| Requirement |
Pick out and copy every line below that has the word "Apple".

━━━━━ Task data

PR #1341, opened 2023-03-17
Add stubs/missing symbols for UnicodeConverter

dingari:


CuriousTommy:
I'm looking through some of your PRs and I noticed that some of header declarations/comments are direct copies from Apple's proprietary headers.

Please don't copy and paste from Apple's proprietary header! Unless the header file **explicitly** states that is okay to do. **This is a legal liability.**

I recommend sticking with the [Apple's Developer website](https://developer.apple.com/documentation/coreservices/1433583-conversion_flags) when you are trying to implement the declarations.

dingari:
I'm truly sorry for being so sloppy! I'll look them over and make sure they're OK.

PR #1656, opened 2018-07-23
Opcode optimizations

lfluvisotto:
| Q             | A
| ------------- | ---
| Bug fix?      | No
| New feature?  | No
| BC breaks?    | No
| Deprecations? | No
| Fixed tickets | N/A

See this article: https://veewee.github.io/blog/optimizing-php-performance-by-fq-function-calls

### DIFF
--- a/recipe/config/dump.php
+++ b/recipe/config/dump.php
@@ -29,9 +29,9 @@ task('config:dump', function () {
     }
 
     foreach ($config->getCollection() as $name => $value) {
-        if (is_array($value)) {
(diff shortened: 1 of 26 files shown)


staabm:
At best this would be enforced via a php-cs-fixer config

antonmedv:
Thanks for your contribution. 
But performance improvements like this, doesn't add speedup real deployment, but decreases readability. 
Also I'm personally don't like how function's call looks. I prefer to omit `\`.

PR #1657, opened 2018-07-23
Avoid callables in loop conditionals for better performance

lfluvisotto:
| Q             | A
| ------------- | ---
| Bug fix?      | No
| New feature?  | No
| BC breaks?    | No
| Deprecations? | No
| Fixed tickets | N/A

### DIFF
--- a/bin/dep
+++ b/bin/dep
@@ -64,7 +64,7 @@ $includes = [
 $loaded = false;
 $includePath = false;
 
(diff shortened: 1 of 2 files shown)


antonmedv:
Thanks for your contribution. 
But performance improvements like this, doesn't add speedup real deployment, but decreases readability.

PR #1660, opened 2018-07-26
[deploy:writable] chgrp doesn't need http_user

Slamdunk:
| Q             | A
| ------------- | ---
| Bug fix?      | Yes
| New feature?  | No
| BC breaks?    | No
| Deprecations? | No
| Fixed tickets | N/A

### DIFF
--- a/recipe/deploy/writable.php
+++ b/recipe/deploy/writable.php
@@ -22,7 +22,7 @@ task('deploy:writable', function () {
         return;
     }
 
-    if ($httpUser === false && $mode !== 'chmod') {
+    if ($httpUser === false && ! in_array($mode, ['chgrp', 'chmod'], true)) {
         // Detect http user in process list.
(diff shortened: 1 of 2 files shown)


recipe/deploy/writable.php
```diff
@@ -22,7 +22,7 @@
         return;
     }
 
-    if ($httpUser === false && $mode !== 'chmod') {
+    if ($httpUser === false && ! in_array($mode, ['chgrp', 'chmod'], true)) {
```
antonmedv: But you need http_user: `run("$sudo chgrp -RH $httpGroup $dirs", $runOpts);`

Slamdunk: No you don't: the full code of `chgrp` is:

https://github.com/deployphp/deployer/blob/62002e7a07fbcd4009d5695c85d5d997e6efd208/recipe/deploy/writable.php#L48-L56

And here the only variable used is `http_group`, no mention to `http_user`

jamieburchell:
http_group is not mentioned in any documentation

━━━━━━━━━━

| Exercise result |
I'm looking through some of your PRs and I noticed that some of header declarations/comments are direct copies from Apple's proprietary headers.
Please don't copy and paste from Apple's proprietary header! Unless the header file **explicitly** states that is okay to do. **This is a legal liability.**
I recommend sticking with the [Apple's Developer website](https://developer.apple.com/documentation/coreservices/1433583-conversion_flags) when you are trying to implement the declarations.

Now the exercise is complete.